--- Records shown ---

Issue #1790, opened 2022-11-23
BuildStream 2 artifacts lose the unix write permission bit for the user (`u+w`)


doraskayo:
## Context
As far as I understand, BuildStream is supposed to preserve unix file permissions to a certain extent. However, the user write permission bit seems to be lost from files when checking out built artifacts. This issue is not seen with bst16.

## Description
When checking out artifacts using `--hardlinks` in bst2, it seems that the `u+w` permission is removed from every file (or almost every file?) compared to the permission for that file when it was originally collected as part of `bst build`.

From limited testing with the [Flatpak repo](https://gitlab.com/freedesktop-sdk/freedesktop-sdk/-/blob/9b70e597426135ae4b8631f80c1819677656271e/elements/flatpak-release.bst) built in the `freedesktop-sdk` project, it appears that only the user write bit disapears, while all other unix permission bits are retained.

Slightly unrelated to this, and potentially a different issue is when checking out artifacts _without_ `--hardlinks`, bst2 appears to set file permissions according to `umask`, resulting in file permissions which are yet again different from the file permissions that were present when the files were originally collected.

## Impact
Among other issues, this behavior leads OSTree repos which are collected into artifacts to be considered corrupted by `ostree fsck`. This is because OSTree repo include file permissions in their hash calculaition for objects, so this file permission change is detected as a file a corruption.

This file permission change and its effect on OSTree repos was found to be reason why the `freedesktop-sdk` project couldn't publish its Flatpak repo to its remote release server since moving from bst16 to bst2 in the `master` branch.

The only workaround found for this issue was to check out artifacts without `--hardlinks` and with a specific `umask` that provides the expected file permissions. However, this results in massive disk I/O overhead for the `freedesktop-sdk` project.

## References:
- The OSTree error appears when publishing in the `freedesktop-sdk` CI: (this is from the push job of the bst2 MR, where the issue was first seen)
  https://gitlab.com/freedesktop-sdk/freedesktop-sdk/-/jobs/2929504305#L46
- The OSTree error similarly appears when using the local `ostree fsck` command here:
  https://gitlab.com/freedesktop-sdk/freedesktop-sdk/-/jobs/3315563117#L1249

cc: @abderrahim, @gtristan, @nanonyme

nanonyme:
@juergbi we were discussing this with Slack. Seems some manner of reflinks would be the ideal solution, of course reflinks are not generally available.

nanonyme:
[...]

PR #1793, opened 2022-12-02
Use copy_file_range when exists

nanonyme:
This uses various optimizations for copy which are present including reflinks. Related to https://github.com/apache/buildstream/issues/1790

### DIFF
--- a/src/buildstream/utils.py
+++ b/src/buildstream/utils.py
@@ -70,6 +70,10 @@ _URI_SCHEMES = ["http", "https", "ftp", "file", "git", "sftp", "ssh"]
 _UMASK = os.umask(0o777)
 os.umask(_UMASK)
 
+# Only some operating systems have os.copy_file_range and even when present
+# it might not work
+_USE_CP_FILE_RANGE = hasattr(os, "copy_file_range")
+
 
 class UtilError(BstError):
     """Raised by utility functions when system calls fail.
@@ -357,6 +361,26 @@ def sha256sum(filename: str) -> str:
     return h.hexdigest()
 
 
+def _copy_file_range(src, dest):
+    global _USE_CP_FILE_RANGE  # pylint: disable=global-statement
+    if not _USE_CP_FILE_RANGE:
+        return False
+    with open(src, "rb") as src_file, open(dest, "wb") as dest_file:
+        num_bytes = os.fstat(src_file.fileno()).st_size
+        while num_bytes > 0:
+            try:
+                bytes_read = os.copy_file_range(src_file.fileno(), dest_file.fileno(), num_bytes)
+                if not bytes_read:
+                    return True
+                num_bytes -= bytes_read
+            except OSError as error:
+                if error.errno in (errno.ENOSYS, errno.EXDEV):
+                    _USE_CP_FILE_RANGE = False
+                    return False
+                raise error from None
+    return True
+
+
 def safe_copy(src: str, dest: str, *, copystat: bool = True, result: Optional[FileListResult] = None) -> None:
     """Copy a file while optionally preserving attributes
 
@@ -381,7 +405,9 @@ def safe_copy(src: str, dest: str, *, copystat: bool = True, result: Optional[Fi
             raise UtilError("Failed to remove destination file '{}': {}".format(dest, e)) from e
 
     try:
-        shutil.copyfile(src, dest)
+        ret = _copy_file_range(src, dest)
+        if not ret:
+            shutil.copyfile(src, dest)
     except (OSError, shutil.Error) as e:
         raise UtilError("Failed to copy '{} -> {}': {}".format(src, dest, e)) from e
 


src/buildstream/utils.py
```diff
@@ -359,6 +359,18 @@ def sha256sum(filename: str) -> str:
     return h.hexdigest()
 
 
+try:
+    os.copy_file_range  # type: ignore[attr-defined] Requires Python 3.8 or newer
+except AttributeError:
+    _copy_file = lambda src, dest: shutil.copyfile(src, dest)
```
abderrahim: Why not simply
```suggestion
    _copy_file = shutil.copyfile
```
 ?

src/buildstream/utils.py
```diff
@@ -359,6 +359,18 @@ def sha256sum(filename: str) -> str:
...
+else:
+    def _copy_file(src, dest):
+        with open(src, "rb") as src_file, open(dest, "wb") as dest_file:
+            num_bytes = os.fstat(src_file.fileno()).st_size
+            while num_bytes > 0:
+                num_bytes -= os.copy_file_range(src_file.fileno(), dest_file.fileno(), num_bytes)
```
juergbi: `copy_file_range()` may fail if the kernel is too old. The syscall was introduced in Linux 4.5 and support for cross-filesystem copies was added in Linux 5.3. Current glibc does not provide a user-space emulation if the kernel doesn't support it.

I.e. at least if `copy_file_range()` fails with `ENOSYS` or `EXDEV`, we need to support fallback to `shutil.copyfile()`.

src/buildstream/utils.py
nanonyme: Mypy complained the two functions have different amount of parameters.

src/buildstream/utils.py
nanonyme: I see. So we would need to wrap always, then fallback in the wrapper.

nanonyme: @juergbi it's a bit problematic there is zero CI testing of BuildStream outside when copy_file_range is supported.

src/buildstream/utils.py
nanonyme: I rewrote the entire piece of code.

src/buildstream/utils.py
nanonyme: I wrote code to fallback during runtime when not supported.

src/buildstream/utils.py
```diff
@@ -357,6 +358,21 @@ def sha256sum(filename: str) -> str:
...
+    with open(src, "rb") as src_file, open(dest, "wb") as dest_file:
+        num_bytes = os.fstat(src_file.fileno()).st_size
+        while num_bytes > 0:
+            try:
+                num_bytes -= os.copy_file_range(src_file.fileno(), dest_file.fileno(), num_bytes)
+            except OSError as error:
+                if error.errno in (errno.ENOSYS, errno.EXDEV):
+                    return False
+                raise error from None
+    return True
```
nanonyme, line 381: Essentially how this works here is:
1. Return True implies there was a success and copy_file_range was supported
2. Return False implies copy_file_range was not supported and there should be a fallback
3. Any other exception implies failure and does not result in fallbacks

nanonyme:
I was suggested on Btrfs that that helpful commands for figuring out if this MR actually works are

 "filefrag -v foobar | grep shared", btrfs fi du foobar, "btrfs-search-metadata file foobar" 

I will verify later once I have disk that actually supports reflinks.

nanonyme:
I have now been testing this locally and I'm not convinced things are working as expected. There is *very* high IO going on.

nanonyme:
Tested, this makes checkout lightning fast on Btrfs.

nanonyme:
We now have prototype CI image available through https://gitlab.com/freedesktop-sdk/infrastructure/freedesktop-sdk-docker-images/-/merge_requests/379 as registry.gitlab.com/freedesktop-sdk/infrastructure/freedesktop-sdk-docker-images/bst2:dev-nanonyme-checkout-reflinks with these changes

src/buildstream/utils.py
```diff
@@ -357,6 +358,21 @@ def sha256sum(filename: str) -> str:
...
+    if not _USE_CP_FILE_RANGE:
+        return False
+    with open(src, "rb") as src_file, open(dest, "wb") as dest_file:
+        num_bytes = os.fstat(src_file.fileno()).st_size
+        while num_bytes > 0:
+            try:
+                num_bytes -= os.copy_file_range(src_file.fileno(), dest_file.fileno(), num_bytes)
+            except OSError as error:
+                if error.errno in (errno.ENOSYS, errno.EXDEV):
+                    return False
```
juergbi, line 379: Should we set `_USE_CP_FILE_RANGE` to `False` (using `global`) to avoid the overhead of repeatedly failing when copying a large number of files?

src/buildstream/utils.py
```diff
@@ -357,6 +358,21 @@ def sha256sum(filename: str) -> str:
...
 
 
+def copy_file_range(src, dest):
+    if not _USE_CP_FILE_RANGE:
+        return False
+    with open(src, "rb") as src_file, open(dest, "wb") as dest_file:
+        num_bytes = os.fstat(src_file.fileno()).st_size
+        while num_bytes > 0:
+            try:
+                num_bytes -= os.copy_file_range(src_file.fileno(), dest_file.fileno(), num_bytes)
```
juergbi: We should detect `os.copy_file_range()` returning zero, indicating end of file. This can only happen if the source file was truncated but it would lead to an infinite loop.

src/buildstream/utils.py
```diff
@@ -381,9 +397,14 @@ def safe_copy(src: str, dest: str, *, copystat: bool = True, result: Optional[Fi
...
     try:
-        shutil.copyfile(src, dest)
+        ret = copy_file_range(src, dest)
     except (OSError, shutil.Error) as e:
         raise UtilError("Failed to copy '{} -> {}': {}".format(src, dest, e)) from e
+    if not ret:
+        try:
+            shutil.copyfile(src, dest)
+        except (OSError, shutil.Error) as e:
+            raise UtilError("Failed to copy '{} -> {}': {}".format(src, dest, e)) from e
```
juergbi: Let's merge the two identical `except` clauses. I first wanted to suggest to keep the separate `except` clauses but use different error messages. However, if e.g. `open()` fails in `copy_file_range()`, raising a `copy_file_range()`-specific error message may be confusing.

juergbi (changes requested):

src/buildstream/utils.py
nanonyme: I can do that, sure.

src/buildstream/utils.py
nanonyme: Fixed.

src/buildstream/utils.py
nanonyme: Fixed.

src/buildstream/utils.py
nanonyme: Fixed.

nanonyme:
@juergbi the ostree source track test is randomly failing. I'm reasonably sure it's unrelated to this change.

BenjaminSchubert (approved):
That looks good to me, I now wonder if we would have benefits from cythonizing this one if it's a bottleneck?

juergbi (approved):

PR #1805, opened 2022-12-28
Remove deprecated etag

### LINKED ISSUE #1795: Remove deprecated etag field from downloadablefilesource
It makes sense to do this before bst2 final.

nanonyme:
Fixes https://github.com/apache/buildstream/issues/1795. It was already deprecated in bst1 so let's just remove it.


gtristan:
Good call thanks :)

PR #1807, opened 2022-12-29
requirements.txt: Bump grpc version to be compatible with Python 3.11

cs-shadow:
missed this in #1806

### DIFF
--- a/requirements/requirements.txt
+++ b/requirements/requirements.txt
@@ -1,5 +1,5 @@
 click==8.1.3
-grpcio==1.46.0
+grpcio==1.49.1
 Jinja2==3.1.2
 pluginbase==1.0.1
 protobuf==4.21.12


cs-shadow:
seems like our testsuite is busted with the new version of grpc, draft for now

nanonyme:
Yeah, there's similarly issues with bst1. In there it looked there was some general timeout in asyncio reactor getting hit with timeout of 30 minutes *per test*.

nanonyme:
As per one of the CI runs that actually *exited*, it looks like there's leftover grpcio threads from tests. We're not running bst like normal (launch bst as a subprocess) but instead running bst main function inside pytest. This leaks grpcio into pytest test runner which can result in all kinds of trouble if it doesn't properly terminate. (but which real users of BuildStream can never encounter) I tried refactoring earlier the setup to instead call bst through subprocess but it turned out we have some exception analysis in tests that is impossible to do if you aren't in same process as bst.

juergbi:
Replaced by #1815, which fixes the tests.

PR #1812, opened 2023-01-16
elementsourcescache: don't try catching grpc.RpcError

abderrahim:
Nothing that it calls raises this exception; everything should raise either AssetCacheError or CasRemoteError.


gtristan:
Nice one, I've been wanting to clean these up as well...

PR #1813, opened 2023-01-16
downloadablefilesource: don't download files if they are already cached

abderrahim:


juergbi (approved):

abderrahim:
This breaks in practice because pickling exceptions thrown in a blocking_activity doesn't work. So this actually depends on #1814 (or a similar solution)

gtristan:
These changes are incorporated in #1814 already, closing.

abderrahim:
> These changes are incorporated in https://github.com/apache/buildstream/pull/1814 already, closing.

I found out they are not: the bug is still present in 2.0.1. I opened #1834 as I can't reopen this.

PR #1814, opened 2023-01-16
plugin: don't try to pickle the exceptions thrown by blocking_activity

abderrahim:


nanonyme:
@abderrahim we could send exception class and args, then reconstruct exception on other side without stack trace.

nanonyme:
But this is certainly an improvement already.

--- What is being asked ---
Exactly how many lines of the records hold "copyfile"? Give the number without any words.

--- Result ---
7